Serves four to six persons
Preparation time: 15 minutes
Cooking time: 45 minutes
Veggie Curried Mutton
Ingredients
1 pack Grace Earth Chef Veggie Curried Mutton
2 cups boiling water
1tbs Grace vegetable oil
4 cloves garlic, minced
1tsp ginger, grated
4 stalks escallion, chopped
2 sprigs thyme, chopped
1 whole green Scotch bonnet pepper
8oz carrots, cubed
8oz Irish potato, cubed
8oz onion, diced
1 medium sweep pepper, chopped
3 whole pimento berries, crushed
1tsp salt
Method
1. Place Grace Earth Chef Veggie Curried Mutton in a two (litres/quarts) bowl and pour two cups (500ml) boiling water and leave to rehydrate for five minutes.
2. Sprinkle on the contents of the seasoning sachet, mix well and leave to marinate for five minutes.
3. Heat Grace vegetable oil in a large skillet; add minced garlic and grated ginger and allow to burn for one minute.

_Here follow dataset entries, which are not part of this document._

PR #997, opened 2017-12-05
Gitlab ci config 

leahnp:
Fixes: https://github.com/samsung-cnct/kraken-lib/issues/989


.gitlab-ci.yml
```diff
@@ -0,0 +1,59 @@
+---
+# This pipeline requires 5 variables to be set in the CI/CD Settings
+# hint for creating the base64 encoded content: `cat .ssh/id_rsa|base64|pbcopy`
+
+# SSH_KEY - base64 encoded ssh key (think ~/.ssh/id_rsa)
+# SSH_PUBLIC_KEY - base64 encoded ssh public key (think ~/.ssh/id_rsa.pub)
+# AWS_CREDENTIALS - base64 encoded credentials file (think ~/.aws/credentials)
+# AWS_CONFIG - base64 encoded config file (think ~/.aws/config)
+# GKE_CONFIG - base64 encoded json file (think ~/.config/gcloud/someconfig.json)
+image: docker:latest
```
philoserf: just a style point. I like a little whitespace between the package level comment and the code.

.gitlab-ci.yml
```diff
@@ -0,0 +1,59 @@
...
+
+services:
+  - docker:dind
+
+variables:
+  DOCKER_HOST: tcp://localhost:2375
+  DOCKER_DRIVER: overlay2
+# images
```
philoserf: is the comment needed? i do not think so. better no comment except when we really need 'em.

> this is my ruby/golang worldview and python/rust person might argue with me

.gitlab-ci.yml
```diff
@@ -0,0 +1,59 @@
...
+#     paths:
+#       - $kraken-lib
+#   script:
+#     - 
+
+prep:ansible_lint:
+  stage: prep
+  image: $ANSIBLE_LINT
+  script:
+    - ansible-lint ansible/*.yaml
```
philoserf: I do not think this will get all the Ansible YAML files. You'll need something like this `ansible-lint ansible/*.yaml ansible/**/*.yaml`

As is it'll only get one level deep. I'll look at `ansible-lint` for a better way.

philoserf: this hits every ansible YAML file one by one and suggestions we have some _de_linting work to do.

`ls ansible/*.yaml ansible/**/*.yaml | xargs -I {} ansible-lint {}`

philoserf: perhaps we should yamllint them too/first

`ls ansible/*.yaml ansible/**/*.yaml | xargs -I {} yamllint {}`

philoserf:
Keep in mind please.

Not all comments are about conversion from one Ci/CD system to another.

leahnp:
@philoserf thanks for the review - this is just a WIP though to test the jobs in gitlab, I will let you know when it's ready for review!

.gitlab-ci.yml
```diff
@@ -0,0 +1,221 @@
...
+    BUILD_ID: $CI_PIPELINE_ID
+  image: $KRAKEN_TOOLS
+  script:
+    - mkdir -p /root/.ssh /root/.aws/
+    - echo $SSH_KEY | base64 -d > /root/.ssh/id_rsa
+    - chmod og-wrx /root/.ssh/id_rsa
+    - echo $SSH_PUBLIC_KEY | base64 -d > /root/.ssh/id_rsa.pub
+    - echo $AWS_CREDENTIALS | base64 -d > /root/.aws/credentials
+    - echo $AWS_CONFIG | base64 -d > /root/.aws/config
+    - PWD=`pwd` ./bin/up.sh --config $CI_PROJECT_DIR/cluster/aws/config.yaml --output $PWD/cluster/aws/ -t dryrun
```
davidewatson: I think we should probably pass `--verbose` here as well as anywhere else we call kraken-lib.

.gitlab-ci.yml
```diff
@@ -0,0 +1,231 @@
...
+  image: $KRAKEN_TOOLS
+  when: always
+  script: 
+    - mkdir -p /root/.ssh /root/.aws/
+    - echo $SSH_KEY | base64 -d > /root/.ssh/id_rsa
+    - chmod og-wrx /root/.ssh/id_rsa
+    - echo $SSH_PUBLIC_KEY | base64 -d > /root/.ssh/id_rsa.pub
+    - echo $AWS_CREDENTIALS | base64 -d > /root/.aws/credentials
+    - echo $AWS_CONFIG | base64 -d > /root/.aws/config
+    - ./bin/down.sh --config $CI_PROJECT_DIR/cluster/aws/config.yaml --output $CI_PROJECT_DIR/cluster/aws/
```
davidewatson: This also needs a `--verbose`.

.gitlab-ci.yml
```diff
@@ -0,0 +1,231 @@
...
+  stage: cleanup
+  image: $KRAKEN_TOOLS
+  when: always
+  script:
+    - mkdir -p /root/.ssh /root/.config/gcloud/
+    - echo $SSH_KEY | base64 -d > /root/.ssh/id_rsa
+    - chmod og-wrx /root/.ssh/id_rsa
+    - echo $SSH_PUBLIC_KEY | base64 -d > /root/.ssh/id_rsa.pub
+    - echo $GKE_CONFIG | base64 -d > /root/.config/gcloud/patrickRobot.json
+    - ./bin/down.sh --config $CI_PROJECT_DIR/cluster/gke/config.yaml --output $CI_PROJECT_DIR/cluster/gke/
```
davidewatson: `--verbose`

.gitlab-ci.yml
```diff
@@ -0,0 +1,231 @@
...
+      - $CI_PROJECT_DIR/cluster/aws/**
+    expire_in: 2 hour
+  script: 
+    - mkdir -p /root/.ssh /root/.aws/
+    - echo $SSH_KEY | base64 -d > /root/.ssh/id_rsa
+    - chmod og-wrx /root/.ssh/id_rsa
+    - echo $SSH_PUBLIC_KEY | base64 -d > /root/.ssh/id_rsa.pub
+    - echo $AWS_CREDENTIALS | base64 -d > /root/.aws/credentials
+    - echo $AWS_CONFIG | base64 -d > /root/.aws/config
+    - ./bin/up.sh --config $CI_PROJECT_DIR/cluster/aws/config.yaml --output $CI_PROJECT_DIR/cluster/aws/
```
davidewatson: `--verbose`

.gitlab-ci.yml
```diff
@@ -0,0 +1,231 @@
...
+    paths:
+      - $CI_PROJECT_DIR/cluster/gke/**
+    expire_in: 2 hour
+  script:
+    - mkdir -p /root/.ssh /root/.config/gcloud/
+    - echo $SSH_KEY | base64 -d > /root/.ssh/id_rsa
+    - chmod og-wrx /root/.ssh/id_rsa
+    - echo $SSH_PUBLIC_KEY | base64 -d > /root/.ssh/id_rsa.pub
+    - echo $GKE_CONFIG | base64 -d > /root/.config/gcloud/patrickRobot.json
+    - ./bin/up.sh --config $CI_PROJECT_DIR/cluster/gke/config.yaml --output $CI_PROJECT_DIR/cluster/gke/
```
davidewatson: `--verbose`

.gitlab-ci.yml
```diff
@@ -0,0 +1,231 @@
...
+  only:
+    - tags
+    - branches
+  image: $KRAKEN_TOOLS
+  artifacts: 
+    paths:
+      - $CI_PROJECT_DIR/cluster/aws/config.yaml 
+    expire_in: 2 hour
+  script:
+    - ./bin/up.sh --generate --config $CI_PROJECT_DIR/cluster/aws/config.yaml
```
davidewatson: Will the config used be saved as an artifact, or should we `cat` it out here? One wrinkle wit catting the config is that we do not want to include any sensitive data in the logs. For example the AWS credentials stanza:

```
      authentication:
        accessKey:
        accessSecret:
```

.gitlab-ci.yml
```diff
@@ -0,0 +1,231 @@
...
+    BUILD_ID: $CI_PIPELINE_ID
+  image: $KRAKEN_TOOLS
+  script:
+    - mkdir -p /root/.ssh /root/.aws/
+    - echo $SSH_KEY | base64 -d > /root/.ssh/id_rsa
+    - chmod og-wrx /root/.ssh/id_rsa
+    - echo $SSH_PUBLIC_KEY | base64 -d > /root/.ssh/id_rsa.pub
+    - echo $AWS_CREDENTIALS | base64 -d > /root/.aws/credentials
+    - echo $AWS_CONFIG | base64 -d > /root/.aws/config
+    - PWD=`pwd` ./bin/up.sh --config $CI_PROJECT_DIR/cluster/aws/config.yaml --output $PWD/cluster/aws/ -t dryrun --verbose true
```
DStorck: CI is choking on this right now for verbose, try passing in -vvv instead of --verbose

.gitlab-ci.yml
leahnp: @davidewatson the config is saved as an artifact for the life of the pipeline. To my knowledge all the secrets are secured by using the gitlab provided "secret variables" - https://git.cnct.io/help/ci/variables/README#secret-variables

Does that address your concern?

.gitlab-ci.yml
leahnp: Removed --verbose as it appears to not be functioning correctly

.gitlab-ci.yml
leahnp: Removed --verbose as it appears to not be functioning correctly

.gitlab-ci.yml
leahnp: Removed --verbose as it appears to not be functioning correctly

.gitlab-ci.yml
leahnp: Removed --verbose as it appears to not be functioning correctly

.gitlab-ci.yml
davidewatson: Yes, thank you!

philoserf: my hope for the humans over the bots and the ci systems is this

have everything that can be done independently of automation in a human executable place
so here `./bin/up.sh ...` and others like it would be in a `gen-test-config` script or a gen-test-config make task.
the CI/CD systems config would have `script:...- some command` items that were unique to the CI/CD system.

I will find a way to better articulate the nuance. A too simple example is here: <https://github.com/philoserf/my_training/blob/master/.circleci/config.yml>
A human could do any of these tasks without waiting for Gitlab to run. This is especially useful during CI/CD code/config development time.

.gitlab-ci.yml
```diff
@@ -0,0 +1,231 @@
+---
```
philoserf: the file has a few trailing whitespaces
usually after an `item: \n` YAML object

.gitlab-ci.yml
```diff
@@ -0,0 +1,231 @@
...
+    BUILD_ID: $CI_PIPELINE_ID
+  image: $KRAKEN_TOOLS
+  script:
+    - mkdir -p /root/.ssh /root/.aws/
+    - echo $SSH_KEY | base64 -d > /root/.ssh/id_rsa
+    - chmod og-wrx /root/.ssh/id_rsa
+    - echo $SSH_PUBLIC_KEY | base64 -d > /root/.ssh/id_rsa.pub
+    - echo $AWS_CREDENTIALS | base64 -d > /root/.aws/credentials
+    - echo $AWS_CONFIG | base64 -d > /root/.aws/config
+    - PWD=`pwd` ./bin/up.sh --config $CI_PROJECT_DIR/cluster/aws/config.yaml --output $PWD/cluster/aws/ -t dryrun
```
philoserf: in YAML long lines can be made shorter like this:

```yaml
    - >-
      PWD=`pwd` ./bin/up.sh 
      --config $CI_PROJECT_DIR/cluster/aws/config.yaml
      --output $PWD/cluster/aws/
      -t dryrun
```

philoserf: prefer long form for flags `--tags dryrun` vs `-t dryrun`

build-scripts/conformance-tests.sh
```diff
@@ -11,14 +12,19 @@ gsutil -mq cp "gs://kubernetes-release/release/${KUBERNETES_RELEASE_VERSION}/kub
 gsutil -mq cp "gs://kubernetes-release/release/${KUBERNETES_RELEASE_VERSION}/kubernetes-test.tar.gz" ${cache_dir}
 gsutil -mq cp "gs://kubernetes-release/release/${KUBERNETES_RELEASE_VERSION}/kubernetes-client-${platform}-${arch}.tar.gz" ${cache_dir}
 
+#  decompress test files
+gunzip ${cache_dir}/kubernetes.tar.gz
```
philoserf: can we not untar and unzip together in our container

`tar -xzf ...` as we were doing?

build-scripts/conformance-tests.sh
```diff
@@ -1,4 +1,5 @@
 set -x
```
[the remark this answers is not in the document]
philoserf: BTW: We keep the `.sh` extension for shell libraries that get sourced into other scripts. Then the extension acts as a queue. This is a library, this is an executable.

.gitlab-ci.yml
leahnp: Great comment, I think I adjusted it how you described.

.gitlab-ci.yml
leahnp: Done - thanks!

leahnp: Agreed.

build-scripts/conformance-tests.sh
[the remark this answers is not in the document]
leahnp: Great information, all points addressed.

build-scripts/conformance-tests.sh
leahnp: It puts too much load on memory - I agree together would be cleaner though.

build-scripts/conformance-tests.sh
```diff
@@ -28,11 +34,12 @@ mkdir -p "${GOPATH}"
 
 ## run
 K2_CLUSTER_NAME=`echo $2 | tr -cd '[[:alnum:]]-' | tr '[:upper:]' '[:lower:]'`
-export KUBE_CONFORMANCE_KUBECONFIG=${PWD}/cluster/aws/${K2_CLUSTER_NAME}/admin.kubeconfig
+# export KUBE_CONFORMANCE_KUBECONFIG=${PWD}/cluster/aws/${K2_CLUSTER_NAME}/admin.kubeconfig
```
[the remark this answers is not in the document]
leahnp: I understand the point of this comment, but I don't know how to address it.

philoserf:
Do you want to squash some of this together of let GitHub squash it?

joejulian:
Our policy is to do squash merges here.

build-scripts/conformance-tests.sh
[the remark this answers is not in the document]
joejulian: Delete commented code.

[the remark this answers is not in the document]
leahnp: Got it - thanks

.gitlab-ci.yml
```diff
@@ -0,0 +1,233 @@
+---
+# This pipeline requires 7 variables to be set in the CI/CD Settings
+# hint for creating the base64 encoded content: `cat .ssh/id_rsa|base64|pbcopy`
+
+# SSH_KEY - base64 encoded ssh key (think ~/.ssh/id_rsa)
+# SSH_PUBLIC_KEY - base64 encoded ssh public key (think ~/.ssh/id_rsa.pub)
```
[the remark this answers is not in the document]
philoserf: They can be copied from one gitlab config to another.  I included the generation method in a comment in mind for our future selves if/when we add more base64 ENVs.

.gitlab-ci.yml
```diff
@@ -0,0 +1,233 @@
...
+    paths:
+      - $CI_PROJECT_DIR/cluster/gke/**
+    expire_in: 2 hour
+  script:
+    - mkdir -p /root/.ssh /root/.config/gcloud/
+    - echo $SSH_KEY | base64 -d > /root/.ssh/id_rsa
+    - chmod og-wrx /root/.ssh/id_rsa
+    - echo $SSH_PUBLIC_KEY | base64 -d > /root/.ssh/id_rsa.pub
+    - echo $GKE_CONFIG | base64 -d > /root/.config/gcloud/patrickRobot.json
+    - ./bin/up.sh --config $CI_PROJECT_DIR/cluster/gke/config.yaml --output $CI_PROJECT_DIR/cluster/gke/ --verbose "-vvv"
```
davidewatson: Since we don't set `allow_failure: True` here, will failures on `up.sh` cause `down.sh` to be skipped and leak AWS resources?

If we do set `allow_failure: True`, then will the job appear to succeed even it failed? Maybe this stage should conditionally call `down.sh` when `up.sh` fails?

.gitlab-ci.yml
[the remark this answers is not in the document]
joejulian: But ssh keys can be created (`ssh-keygen`), used and discarded. I don't think we need any long-lived ssh keys for CI (do we?).

.gitlab-ci.yml
joejulian: No. The `when: always` will make the cleanup jobs run even if the test stage fails.

.gitlab-ci.yml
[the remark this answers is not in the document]
leahnp: Is there an action item on this?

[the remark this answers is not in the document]
joejulian: Either defend putting long-lived ssh keys in gitlab variables or remove them from variables and instead create them as part of the CI process.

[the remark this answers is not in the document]
leahnp: I don't have enough context to feel strongly about one or the other - this model was presented by @venezia - Mike do you have an opinion?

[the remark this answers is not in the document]
leahnp: It appears that this method is what gitlab suggests: https://docs.gitlab.com/ee/ci/ssh_keys/README.html#how-it-works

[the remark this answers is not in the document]
joejulian: Sure, but that's assuming interaction with a pre-existing machine. Since the duration of the need for this key does not extend beyond the lifecycle of the CI run, there's no need for a static key.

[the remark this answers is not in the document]
leahnp: What is the down side of a long-lived ssh key for this use case?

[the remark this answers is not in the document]
leahnp: Been reading/watching vids on the subject, I get it now - will use ssh-keygen. A few other ci pipelines use the above method of generating keys, should we make tickets to update those pipelines?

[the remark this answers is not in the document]
venezia: The current kraken system assumes that there is a key that you want to use in conjunction with the system.  Kraken does not support generating a key for you, etc.

Earlier, in Jenkins, a ssh key was provided through S3 to use for all of this.  This environmental variable stuff was done to bring parity with that process.

If you want the build system to build a random key and use it, OK.  That's an extra step and needs to be passed in through artifacts for the job.

joejulian:
This claims that "Some checks haven't completed yet" but I cannot find any that are running that would cause that, and no artifacts in aws that would support that claim. I'm going merge this based on the success in gitlab.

4. Add seasoned Grace Earth Chef Veggie Curried Mutton to pot and stir well.
5. Add chopped escallion, thyme and pepper, stir well. Cover and allow to simmer for three minutes.
6. Stir in cubed Irish potatoes and allow to cook for five minutes.
7. Gently fold in diced carrots, onions, sweet pepper and crushed pimento berries. Allow to simmer for an additional two minutes.
8. Remove from flame and serve.
Serves four
Preparation time: 15 minutes
Cook time: 12-15 minutes
Eating healthy has been kicked up a few notches with the introduction of Grace Foods' Earth Chef.
Left: For curry lovers, veggie curried mutton with string beans served with steam rice. Right: Very easy to prepare and looking so delicious it would make your mouth water, Dian Robinson's veggie minced beef with broccolli.